The Fourth Circuit Court of Appeals has also defended a pro-abortion law by arguing that “facilities buy medical and office supplies that move in interstate commerce,” as well as that clinic blockades affected interstate commerce. That decision, which upheld the Freedom of Access to Clinic Entrances Act of 1994, also supported Congress’ reading, noting that, “Congress rationally concluded that violence, threats of force, and physical obstructions aimed at persons seeking or providing reproductive health services affect interstate commerce,” the court said.
While the ruling’s context indicates support just for pro-abortion measures, attorneys could combine the text with PBABA, scientific evidence, and other case law to corroborate Congress’ assertion of this authority to ban abortion. Yet and still, attorneys would likely justify commercial intervention at least somewhat on the basis that abortion takes an innocent life. In that case, the U.S. would still be left with the question of why the 14th Amendment protects “person[s]” but preborn lives are somehow excluded from that category.
Finally, there’s reason for the federal government – either through Congress or the Food and Drug Administration (FDA) – to ban medication abortions based on threats to women’s health. Unfortunately, available data have been inadequate for determining the true threat of the abortion pill, leaving the FDA with a weak justification for removing the in-person dispensing requirement. Basic medical knowledge indicates a need for this requirement but studies have also pointed to the possibility that the pill alone poses threats to women’s lives.

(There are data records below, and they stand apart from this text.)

PR #510, opened 2021-06-14
Fix link to explore

pwalczysko:
Found out during a demo on OME2021. The link "Give OMERO a quick try" on https://www.openmicroscopy.org/omero/institution/ is broken, which is not detectable either on local build nor on snoopy (only on the production site).

### DIFF
--- a/omero/institution/getting-started.html
+++ b/omero/institution/getting-started.html
@@ -34,7 +34,7 @@ meta_description: To help you get started installing OMERO for your institution,
                 </ul>
                 <h5>Read and watch about OMERO or try it to get a better idea.</h5>
                 <ul class="dev-ops-links">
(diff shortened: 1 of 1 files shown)


pwalczysko:
built at https://snoopycrimecop.github.io/www.openmicroscopy.org/omero/institution/getting-started.html

joshmoore (approved):
LGTM

joshmoore:
Anything else to roll into a release?

sbesson (approved):

sbesson:
The only other thing I can think of would be the removal of the banner since the community meeting is now done.
Is there anything else we want to promote? And/or do we want to add an event for the upcoming ELMI workshops at https://www.openmicroscopy.org/events/ ? cc @jburel @francesw

francesw:
Yes, can include the ELMI workshops.  There's also the microscopy workshop at EBI in July, if we want to include that too.

Issue #154, opened 2023-11-10
Add `oasis account entity init`


matevz:
Implement replacement for `oasis-node registry entity init`.

PR #155, opened 2023-11-10
feat: Add account entity init command

matevz:
Implements #154 .

### DIFF
--- a/cmd/account/entity.go
+++ b/cmd/account/entity.go
@@ -8,6 +8,8 @@ import (
 
 	"github.com/spf13/cobra"
 
+	"github.com/oasisprotocol/oasis-core/go/common/cbor"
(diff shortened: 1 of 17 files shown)


cmd/account/entity.go
```diff
@@ -17,11 +19,60 @@ import (
...
+
+			if entityOutputFile == "" {
+				fmt.Printf("%s\n", descriptorStr)
+			} else {
+				fout, err := os.Create(entityOutputFile)
+				cobra.CheckErr(err)
+				defer fout.Close()
+
+				_, err = fout.Write(descriptorStr)
+				cobra.CheckErr(err)
```
kostko, line 71: Could also use `os.WriteFile(entityOutputFile, descriptorStr, 0644)` instead.

kostko (approved):

PR #158, opened 2023-11-16
docs: Make serverdir/node path consistent with other docs

matevz:
`internal.sock` resides in the data dir, which is `/serverdir/node` in the rest of the "Run your node" docs. In the CLI docs, we just used `/serverdir/internal.sock`. This PR adds the `node` subdirectory to make it consistent.


kostko (approved):
Personally, I'm using `data` for the datadir instead of `node`.

matevz:
Followup PR #159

Each branch of the federal government can act in a variety of ways to prevent abortions. And they should. It’s both the moral and logical choice given what we know about science and what the federal government has already said about the preborn.
In that case, federal policymakers would essentially disregard the Supreme Court’s state-based framing of the issue and inflame an already-painful sore on the back of American political life. But if any issue is worth risking socio-political turmoil, it’s abortion.
Editor’s Note: This article has been changed since its original publication.